The authors consider an even order advanced type dynamic equation with mixed nonlinearities as \[ \bigl[r(t)\varPhi_\alpha\bigl(x^{\Delta^{n-1}}(t)\bigr)\bigr]^\Delta+p(t)\varPhi_\alpha\bigl(x\bigl(\delta(t)\bigr)\bigr)+\sum\limits_{i=1}^kp_i(t)\varPhi_{\alpha_i}\bigl(x\bigl(\delta(t)\bigr)\bigr)=0 \quad (1) \] on an arbitrary time scale \(\mathbb T\) with \(\sup T=\infty\).
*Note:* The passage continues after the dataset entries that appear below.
PR #1286, opened 2023-11-09
docs: Change serverNameOverride to not be testing only

kollektiv:
## What was changed
Change serverNameOverride to not be testing only

## Why?
Using serverNameOverride is a legitimate use case in production cases

## Checklist

1. Closes 

2. How was this tested:

3. Any docs updates needed?

### DIFF
--- a/packages/common/src/internal-non-workflow/tls-config.ts
+++ b/packages/common/src/internal-non-workflow/tls-config.ts
@@ -3,7 +3,6 @@ export interface TLSConfig {
   /**
    * Overrides the target name used for SSL host name checking.
    * If this attribute is not specified, the name used for SSL host name checking will be the host from {@link ServerOptions.url}.
-   * This _should_ be used for testing only.
    */
   serverNameOverride?: string;
   /**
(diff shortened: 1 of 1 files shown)


mjameswh:
I agree this is not only about testing, yet I think a word of caution could be pertinent as that option may have security impact. Please let me check first what we do in other SDKs…

packages/common/src/internal-non-workflow/tls-config.ts
```diff
@@ -3,7 +3,6 @@ export interface TLSConfig {
   /**
    * Overrides the target name used for SSL host name checking.
    * If this attribute is not specified, the name used for SSL host name checking will be the host from {@link ServerOptions.url}.
-   * This _should_ be used for testing only.
```
bergundy, line 6: Please mention when this is valid to use apart from testing.

mjameswh:
> I agree this is not only about testing, yet I think a word of caution could be pertinent as that option may have security impact. Please let me check first what we do in other SDKs…

AFAICS I can't find any explanation on equivalent options in other SDKs. Doesn't mean we shouldn't, only that we don't have a precedent. I think giving a rough idea of when this might be useful, including a few examples use cases.

kollektiv:
@bergundy @mjameswh Added an example into the docs. Wdyt?

bergundy (approved):

PR #1290, opened 2023-11-13
chore: Deprecate `WorkflowLogInterceptor`

mjameswh:
## What changed

- Attributes from the current Workflow are now automatically included as metadata on every log entries by the Workflow Worker, and some key events of the Workflow's lifecycle will automatically be logged (at 'DEBUG' level for most messages; 'WARN' for failures).

- Deprecated `WorkflowLogInterceptor`; it is now a no-op.

- Deprecated `appendDefaultInterceptors`. It is now a no-op in all cases, except when a custom logger is supplied, in which case it adds a `ActivityInboundLogInterceptor` to register that custom logger on Activity context.

## Why

  - Promoting clear usage patterns regarding Workflow logging that works out-of-the-box;
  - Remove the requirement that users should call `appendDefaultInterceptors()` if they were to register custom interceptors, which was error prone and a recurring source of support question.


packages/workflow/src/logs.ts
```diff
@@ -64,10 +67,52 @@ export const log: WorkflowLogger = Object.fromEntries(
...
+        } else if (error instanceof ContinueAsNew) {
+          log.debug('Workflow continued as new');
+          throw error;
+        }
+      }
+      log.warn('Workflow failed', { error });
+      throw error;
+    }
+  );
+  // Avoid showing this interceptor in stack trace query
```
bergundy, line 101:
```suggestion
  // Avoid showing this promise in stack trace query
```

bergundy (approved):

Moreover, they assume that the following properties are satisfied:
i) \(n\geq 2\) is even, \(\alpha_{1}>\dots>\alpha_{m}>\alpha>\alpha_{m+1}>\dots>\alpha_{k}>0\),
ii) \(r,p,p_{i}\in C_{rd}([t_0,\infty)_{T},(0,\infty)), i=1,\dots,k\) and \(\int_{t0}^{\infty}r^{-1/\alpha}(t)\Delta t=\infty\),
iii) \(\varPhi_{\ast}(u)=|u|^{\ast-1}u, \delta\in C_{rd}(T,T)\) and \(\delta(t)\geq t, t\in [t_0,\infty)_{T}\).
Using Hardy-Littlewood-Polya inequality, arithmetic-geometric mean inequality, introducing parameter functions and developing a generalized Riccati technique, the authors obtain some oscillation criteria for (1).